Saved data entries
PR #26374, opened 2026-03-25
fix: golang security

auspham:
#### Why I did it
Golang security fix for docker-ptf:latest

Currently, we're flagged for (GHSA-vvgc-356p-c3xw) and (GHSA-j5w8-q4qc-rx2x).

Instead of pinning the versioning. We should just upgrade them to latest.

##### Work item tracking
- Microsoft ADO **(number only)**: 36979761

- [ ] 202305
- [ ] 202311
- [ ] 202405
- [ ] 202411
- [ ] 202505
- [ ] 202511

- [ ] 
- [ ]

### DIFF
--- a/dockers/docker-ptf/Dockerfile.j2
+++ b/dockers/docker-ptf/Dockerfile.j2
@@ -117,13 +117,14 @@ RUN GO_ARCH=amd64 \
 
 ENV PATH="/usr/local/go/bin:$HOME/go/bin:$PATH"
 
-# Build grpcurl from source with patched Go and patched golang.org/x/net
-# to address GHSA-qxp5-gwg8-xv66.
+# Build grpcurl from source with patched Go and golang.org/x/* deps
+# upgraded to latest to address current and future golang.org/x/* CVEs.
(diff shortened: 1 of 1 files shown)


wangxin (approved):

ronan-nexthop:
Is this actually required? Isn't the docker-ptf container just used for testing, and now we lose reproducable builds as it will pull a new master each time. 

For example, let's say in 202505, things remain stable for a while and an unrelated change to the docker file comes in, we need to rebuild the docker image and now we are pulling from master which an older branch definitely does not want.

ronan-nexthop:
@auspham @wangxin can you respond here please

auspham:
Hi @ronan-nexthop, while the docker-ptf is only applicable for testing only and in an isolated environment, its vulnerability is still a requirement for us to address. When addressing the vulnerability, our team will make sure there is no breaking changes that might affect the community. 

To your question of reproducible build, we have a mechanism to lock in all the dependency version internally to last known working version if you're using docker-ptf image from our repository. If there is a breaking change from upstream, our team will be notified and will deliver a fix as soon as possible.

PR #4394, opened 2020-04-08
[Juniper QFX5210] Fix Python errors

jleveque:
- `__init__` method cannot return a value
- Also remove unnecessary 'pass' statement

PR #26423, opened 2026-03-26
[src/libraries/sonic-fib]: Add sonic-fib library to build libnexthopgroup deb for RIB/FIB

GaladrielZhao:
#### Why I did it
This is the first PR of the RIB/FIB project.

Currently, fpmsyncd receives only partial nexthop information from FRR. To support nexthop object with full information
(called as NextHopGroupFull) passed from FRR (zebra) to fpmsyncd, a shared serialization library is needed so both processes can encode or decode NHG data consistently.

##### Work item tracking

#### How I did it
Introduce sonic-fib, a C++ library that provides encoding and decoding capabilities for NextHopGroupFull objects:
-   FRR uses the encoding function to generate a JSON string embedded in messages sent to fpmsyncd
-   fpmsyncd uses the decoding function to reconstruct the NHG object from the incoming JSON string

To minimize human error, the library uses a JSON Schema as the single source of truth and Jinja2 templates to auto-generate the required code.

(1) Key components:
- **Data** **schema**: NextHopGroupFull.json drives auto-generation of C++ classes, JSON codecs, and C struct wrappers via render_schema.py + Jinja2.
- **C-API**: C-callable interface for FRR to encode NHG objects into JSON.
- **Logging** **callback**: pluggable FIB_LOG macro with per-process callback registration (fib_frr_register_callback for FRR, registerLogCallback for SWSS).
- **Unit** **tests**: covers C++ class behavior, JSON round-trip, C-API conversion, and logging callback using Google Test.

(2) Architecture
image

(3) Directory Structure
```
sonic-fib/
├── schema/
│   └── NextHopGroupFull.json      # Single source of truth: data schema （source)
├── scripts/
│   └── render_schema.py           # Code generation engine (source)
├── templates/
│   ├── *.j2                       # Jinja2 templates for code generation (source)
│   │   ├── nexthopgroupfull.h.j2  
│   │   ├── nexthopgroupfull.cpp.j2
│   │   ├── nexthopgroupfull_json.h.j2
│   │   └── c_nexthopgroupfull.h.j2
│   └── references/                # Generated code (reference only, for review)
│       ├── nexthopgroupfull.h         # NextHopGroupFull definitions
│       ├── nexthopgroupfull.cpp       # NextHopGroupFull function implementation
│       ├── nexthopgroupfull_json.h    # NextHopGroupFull to/from_json functions
│       └── c_nexthopgroupfull.h       # C_NextHopGroupFull definitions
├── src/
│   ├── c-api/
│   │   ├── nexthopgroup_capi.h    # C API header
│   │   └── nexthopgroup_capi.cpp  # C→C++ conversion & JSON wrapper
│   ├── nexthopgroup_debug.h       # Logging callback interface
│   └── nexthopgroup_debug.cpp     # Logging implementation
└── tests/
    ├── nexthopgroupfull_ut.cpp         # C++ class unit tests
    ├── nexthopgroupfull_json_ut.cpp    # JSON serialization tests
    ├── nexthopgroup_debug_ut.cpp       # Logging callback tests
    ├── c_api_ut.cpp                    # C-API round-trip tests
    └── main.cpp                        # gtest entry point
```

***Note***: The generated files in templates/references are only kept for review and will not be committed later.

#### How to verify it
There is a UT module in sonic-fib, containing GTests for all functions.

image


src/libraries/sonic-fib/schema/NextHopGroupFull.json
```diff
@@ -0,0 +1,271 @@
...
+      "properties": {
+        "encap_behavior": { "$ref": "#/$defs/srv6_headend_behavior" },
+        "num_segs": { "$ref": "#/$defs/uint8" },
+        "seg": {
+          "type": "array",
+          "items": { "$ref": "#/$defs/in6_address" },
+          "minItems": 0
+        }
+      },
+      "required": ["encap_behavior", "segs"],
```
selva-nexthop: The line 245 has this "seg" but the required field is referring it as "segs".  This might lead to validation errors.

src/libraries/sonic-fib/src/c-api/nexthopgroup_capi.cpp
```diff
@@ -0,0 +1,221 @@
...
+    if (!c_nhg) {
+        FIB_LOG(fib::LogLevel::ERROR, "Do NOT pass in an empty C_NextHopGroupFull *");
+        return nullptr;
+    }
+
+    try {
+        FIB_LOG(fib::LogLevel::DEBUG, "multipaths %d", multipaths);
+        /* Convert C array to C++ vector */
+        vector<fib::nh_grp_full> cpp_nh_grp_full_list;
+        for (int i = 0; i < (MULTIPATH_NUM * MAX_NHG_RECURSION) + 1; i++) {
```
selva-nexthop: The schema defines id with "minimum": 0 and "default_value": "0", meaning id = 0 is a valid value. In FRR, NHG IDs are kernel-assigned and zero is used for unresolved or default entries. If any nexthop in the middle of the array has id == 0, all subsequent nexthops are silently dropped. The same sentinel pattern applies to depends[] and dependents[].

src/libraries/sonic-fib/templates/references/nexthopgroupfull.cpp
```diff
@@ -0,0 +1,345 @@
...
+                                    nh_seg6_segs_in->num_segs * sizeof(struct in6_addr);
+        nh_srv6->seg6_segs = (struct seg6_seg_stack *)malloc(total_size);
+        if (!nh_srv6->seg6_segs) {
+            FIB_LOG(fib::LogLevel::ERROR, "seg6_segs allocation failed in NextHopGroupFull constructor, abort");
+            free(nh_srv6);
+            nh_srv6 = nullptr;
+            return;
+        }
+
+        memcpy(nh_srv6->seg6_segs, nh_seg6_segs_in, sizeof(struct seg6_seg_stack));
```
selva-nexthop: sizeof(struct seg6_seg_stack) -- might not include the seg[] array data size and the following code then re-copies individual entries via a loop, making the initial memcpy both redundant and incorrect (it copies stale bytes from the destination's uninitialized memory into the beginning of the new allocation). In contrast, the copy constructor correctly computes sizeof(seg6_seg_stack) + num_segs * sizeof(in6_addr) for the full copy.

src/libraries/sonic-fib/src/Makefile.am
```diff
@@ -0,0 +1,90 @@
...
+
+# Install C-API headers
+nexthopgroup_capi_headerdir = $(includedir)/nexthopgroup/c-api
+nexthopgroup_capi_header_HEADERS = \
+    src/c-api/nexthopgroup_capi.h
+
+src_libnexthopgroup_la_CXXFLAGS = $(DBGFLAGS) $(AM_CFLAGS) $(CFLAGS_COMMON) $(CODE_COVERAGE_CXXFLAGS)
+src_libnexthopgroup_la_CPPFLAGS = $(DBGFLAGS) $(AM_CFLAGS) $(CFLAGS_COMMON) $(CODE_COVERAGE_CPPFLAGS)
+src_libnexthopgroup_la_LIBADD = -lpthread
+src_libnexthopgroup_la_LDFLAGS = -Wl,-z,now $(LDFLAGS)
```
selva-nexthop, line 89: Is it better to have any versioning info for this library?  When the schema evolves (a new field added, a field renamed), there is no mechanism to detect version mismatch between FRR and SWSS packages built at different times.

src/libraries/sonic-fib/src/c-api/nexthopgroup_capi.h
```diff
@@ -0,0 +1,37 @@
...
+#endif
+
+typedef struct NextHopGroupFull NextHopGroupFull;
+
+// Generate C++ NextHopGroupFull from C_NextHopGroupFull
+char* nexthopgroupfull_json_from_c_nhg_multi(const struct C_NextHopGroupFull* c_nhg, uint16_t multipaths);
+char* nexthopgroupfull_json_from_c_nhg_singleton(const struct C_NextHopGroupFull* c_nhg, uint16_t multipaths);
+
+// Free the object
+void nexthopgroup_free(NextHopGroupFull* obj);
```
selva-nexthop: nexthopgroupfull_json_from_c_nhg_multi and nexthopgroupfull_json_from_c_nhg_singleton returns char*, but the companion nexthopgroup_free function frees NextHopGroupFull* C++ object.

rules/sonic-fib.mk
```diff
@@ -0,0 +1,28 @@
+# libFIB package
+
+LIBFIB_VERSION = 1.0.0
+LIBFIB_NAME = libnexthopgroup
+
+LIBFIB = $(LIBFIB_NAME)_$(LIBFIB_VERSION)_$(CONFIGURED_ARCH).deb
+$(LIBFIB)_SRC_PATH = $(SRC_PATH)/libraries/sonic-fib
+$(LIBFIB)_VERSION = $(LIBFIB_VERSION)
+$(LIBFIB)_NAME = $(LIBFIB_NAME)
+$(LIBFIB)_DEPENDS += $(LIBNL3_DEV) $(LIBNL_GENL3_DEV) \
```
selva-nexthop: why do we need LIBNL3, LIBNL_GENL3, LIBNL_ROUTE3, LIBNL_NF3, and LIBNL_CLI as build-time and runtime dependencies?  libnexthopgroup is a pure JSON serialization library — it performs no netlink socket operations, parses no kernel netlink messages, and has no network interface queries.

src/libraries/sonic-fib/templates/references/c_nexthopgroupfull.h
```diff
@@ -0,0 +1,149 @@
...
+
+#ifdef __cplusplus
+extern "C" {
+#endif
+
+/* Manual definitions */
+typedef uint32_t vrf_id_t;
+typedef signed int ifindex_t;
+
+#define MULTIPATH_NUM 256
```
selva-nexthop: FRR's MULTIPATH_NUM is a compile-time ./configure option that can be set to 8, 32, 64, 256, or higher. If FRR is compiled with --enable-multipath=64, its internal nexthop array size diverges from the size declared here

src/libraries/sonic-fib/schema/NextHopGroupFull.json
```diff
@@ -0,0 +1,271 @@
+{
+  "$schema": "https://json-schema.org/draft/2020-12/schema",
+  "$id": "NextHopGroupFull.json",
```
selva-nexthop, line 3: The NextHopGroupFull.json schema has no version field. During a rolling upgrade of a SONiC system where FRR and SWSS packages are updated independently, the FRR instance may encode NHGFULL objects using a newer schema (with additional fields) while the fpmsyncd instance still uses the older decoder.

src/libraries/sonic-fib/src/c-api/nexthopgroup_capi.cpp
```diff
@@ -0,0 +1,221 @@
...
+
+        /* Convert C++ Obj to JSON stirng */
+        char* json_str = nexthopgroup_to_json(cpp_nhg);
+        FIB_LOG(fib::LogLevel::DEBUG, "json_str length %zu, str: %s", 
+            json_str ? strlen(json_str) : 0, json_str ? json_str : "null");
+
+        nexthopgroup_free(cpp_nhg);
+        return json_str;
+
+    } catch (...) {
```
selva-nexthop, line 88: this is applicable for all catch blocks.   The catch blocks discards the exception type and message entirely. In production, if nlohmann::json throws parse_error or type_error, the only log is "Converting failed" with no indication of which field caused the failure, what the actual JSON string was, or what type was expected. The standard pattern for SONiC C++ code is to catch std::exception& first for its .what() message, then catch (...) as a final fallback. Without this, debugging production route programming failures becomes extremely difficult.

src/libraries/sonic-fib/templates/references/c_nexthopgroupfull.h
```diff
@@ -0,0 +1,149 @@
...
+
+/* --- Root Struct: C_NextHopGroupFull --- */
+struct C_NextHopGroupFull {
+    uint32_t id;
+    uint32_t key;
+    uint8_t weight;
+    uint8_t flags;
+    uint32_t nhg_flags;
+
+#define NEXTHOP_FLAG_ONLINK (1 << 3)
```
selva-nexthop: #define NEXTHOP_FLAG_ONLINK (1 << 3) appears in both nexthopgroupfull.h (C++) and c_nexthopgroupfull.h (C). When a translation unit includes both headers (which happens in nexthopgroup_capi.cpp), this might cause warning and, depending on compiler settings, an error — especially given the -Wall -Werror flags in configure.ac. The constant should live in a single shared header included by both.

src/libraries/sonic-fib/templates/references/c_nexthopgroupfull.h
selva-nexthop, line 1: templates/references/ directory contains pre-generated output from the Jinja2 templates, committed to the repo "for review" with the stated intent that they "will not be committed later" -- we need to generate when there is a change or update in the schema and commit the generated files too?

src/libraries/sonic-fib/debian/control
```diff
@@ -0,0 +1,24 @@
+Source: sonic-fib
+Section: libs
+Maintainer: Eddie Ruan <your-email@example.com>
+Priority: optional
+Build-Depends: debhelper (>= 12),
+               autotools-dev,
+               python3,
+               nlohmann-json3-dev,
```
selva-nexthop, line 8: https://github.com/nlohmann/json/discussions/3372

AI datacenter fabric with BGP-learned routes at scale — e.g., 1M prefixes with 64-way ECMP NHG updates after a spine failure — the encoding/decoding cost in fpmsyncd's critical path will be non-trivial. The community has noted that nlohmann::json with ordered_json can be 8–10× slower than standard JSON in some configurations. At the scale targets expected for SONiC AI fabric deployments, this serialization bottleneck should be benchmarked against a binary format (e.g., Protocol Buffers or a custom compact encoding) before committing to JSON as the wire format.

selva-nexthop (commented):
/

src/libraries/sonic-fib/schema/NextHopGroupFull.json
selva-nexthop, line 1: Which part of  NextHopGroupFull.json schema cannot be represented by protobuff?

src/libraries/sonic-fib/schema/NextHopGroupFull.json
GaladrielZhao: Thanks very much for your review. I've fixed it.

src/libraries/sonic-fib/src/c-api/nexthopgroup_capi.cpp
GaladrielZhao: Yes, exactly. I've changed the C-API functions to accept explicit count parameters (nh_grp_full_count, depends_count, dependents_count) instead of relying on sentinel values. The iteration now uses these counts directly, ensuring all elements are processed correctly regardless of their values

src/libraries/sonic-fib/templates/references/nexthopgroupfull.cpp
GaladrielZhao: Thanks, I've changed it as in copy constructor.

src/libraries/sonic-fib/src/Makefile.am
GaladrielZhao: I would like to use Standards-Version: 1.0.0 in debian/control as the versioning mechanism for this library. Since both FRR and SWSS depend on libnexthopgroup (= ${binary:Version}), dpkg will enforce that the installed package version matches exactly at install time.
To make the version also visible at compile time and runtime, I add LIBNEXTHOPGROUP_VERSION "1.0.0" to the C-API header and a nexthopgroup_version() function. All four places (rules/sonic-fib.mk, debian/changelog, configure.ac, and the header macro) are aligned and should be bumped together when the schema evolves.

src/libraries/sonic-fib/src/c-api/nexthopgroup_capi.h
GaladrielZhao: The nexthopgroup_free() function in nexthopgroupfull_json_from_c_nhg_multi/singleton() free the C++ NextHopGroupFull object constructed by c-api in sonic-fib. As for the json string and the C_NextHopGroupFull object built and passed in c-api, they're freed in dplane_fpm_sonic.c after encoding, which is committed in another PR(https://github.com/sonic-net/sonic-buildimage/pull/26486):
```
static ssize_t netlink_nexthopgroupfull_msg_encode(...){
    ...
cleanup:
    free(json_str);
	free_c_nexthopgroupfull(&c_nhg);
    ...
}
```
The complete logic between dplane_fpm_sonic.c and sonic-fib is:
```
#1 Build C_NextHopGroupFull   >>>>  in dplane_fpm_sonic.c
#2 Call nexthopgroupfull_json_from_c_nhg_multi/singleton(C_NextHopGroupFull) >>>> in sonic-fib
    #2.1 Allocate NextHopGroupFull (C++) object and JSON string
    #2.2 return JSON
    #2.3 Free NextHopGroupFull (C++) object
#3 Encode the json_str as message, then free json_str and C_NextHopGroupFull Object  >>>> dplane_fpm_sonic.c
```

rules/sonic-fib.mk
GaladrielZhao: You're right. These dependencies are no use here. I've removed them.

src/libraries/sonic-fib/templates/references/c_nexthopgroupfull.h
GaladrielZhao: Sonic-fib cannot determine FRR's compile-time MULTIPATH_NUM at build time. However, SONiC already locks FRR's MULTIPATH_NUM to 514 via the build patch 0016-SONiC-ONLY-Set-multipath-to-514-and-disable-bgp-vnc-for-optimiz.patch. I've changed sonic-fib's MULTIPATH_NUM to 514 as well. Now sonic-fib uses the count parameter to limit iteration rather than the array size, and it can correctly handle all elements without accessing out-of-bounds memory.

src/libraries/sonic-fib/schema/NextHopGroupFull.json
GaladrielZhao: SONiC is a tight coupled system, the impact changes would be in buildimage and swss two repo. We don't want to support different version of encoding / decoding. Currently it is not feasible in SONiC build environment. Any update in sonic-fib needs to to ensure backward compatible to existing SWSS codes.

src/libraries/sonic-fib/src/c-api/nexthopgroup_capi.cpp
GaladrielZhao: Thanks. I change to update all catch blocks to first catch (const std::exception& e) to log e.what(), then catch (...) as a fallback.

src/libraries/sonic-fib/templates/references/c_nexthopgroupfull.h
GaladrielZhao: Removed the NEXTHOP_FLAG_ONLINK macro definition from sonic-fib since we don't actually use it. FRR has its own definition in the zebra codebase and uses that instead.

src/libraries/sonic-fib/templates/references/c_nexthopgroupfull.h
GaladrielZhao: These files are only for reference during review. I will remove them from this PR before merging. They will be generated during each build process and **none of them will be committed as source code**.

src/libraries/sonic-fib/debian/control
GaladrielZhao: This change applies to NHG only. Compared to 1M prefixes, the number of NHGs is very limited, typically in the thousands. During convergence, the volume of NHG messages is limited since route messages use NHG IDs instead of this structure.
We understand that nlohmann::json serialization might be slow. However, since the number of messages is relatively small, the performance penalty is minimal. Currently, we prefer nlohmann::json because the performance impact is negligible and it improves debuggability. If this becomes a concern in the future, we can adopt a binary JSON format.

src/libraries/sonic-fib/schema/NextHopGroupFull.json
GaladrielZhao: Several types in NextHopGroupFull cannot be directly represented by protobuf.
- C unions (e.g., gate/bh_type): protobuf has no equivalent, requires oneof with different semantics.
- Zero-length hash markers (_hash_begin[0], _hash_end[0]): used for continuous memory hashing, protobuf cannot guarantee memory layout.

There are several types can be represented while incompatible with existing FRR structures:
- Flexible arrays (seg6_seg_stack with seg[0]): protobuf uses repeated fields with different memory layout
- Nested C structures from FRR (struct nexthop_srv6): protobuf generates its own message types

We choose JSON Schema over protobuf for three key reasons.

The first one is safety. JSON Schema serves as the single source of truth for our data model. From this schema, we simultaneously generate C++ classes and their serialization/deserialization logic. In practice, FRR's C structures are converted to C++ objects through our C API layer, which are then serialized using the auto-generated code. This approach ensures that zebra and fpmsyncd always share identical data models, completely eliminating the manual coding errors that would occur if we maintained separate definitions.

Task statement:
Pull together all lines from the data that mention the word "SWSS".

Solution to this exercise:
- **Logging** **callback**: pluggable FIB_LOG macro with per-process callback registration (fib_frr_register_callback for FRR, registerLogCallback for SWSS).
selva-nexthop, line 89: Is it better to have any versioning info for this library?  When the schema evolves (a new field added, a field renamed), there is no mechanism to detect version mismatch between FRR and SWSS packages built at different times.
selva-nexthop, line 3: The NextHopGroupFull.json schema has no version field. During a rolling upgrade of a SONiC system where FRR and SWSS packages are updated independently, the FRR instance may encode NHGFULL objects using a newer schema (with additional fields) while the fpmsyncd instance still uses the older decoder.
GaladrielZhao: I would like to use Standards-Version: 1.0.0 in debian/control as the versioning mechanism for this library. Since both FRR and SWSS depend on libnexthopgroup (= ${binary:Version}), dpkg will enforce that the installed package version matches exactly at install time.
GaladrielZhao: SONiC is a tight coupled system, the impact changes would be in buildimage and swss two repo. We don't want to support different version of encoding / decoding. Currently it is not feasible in SONiC build environment. Any update in sonic-fib needs to to ensure backward compatible to existing SWSS codes.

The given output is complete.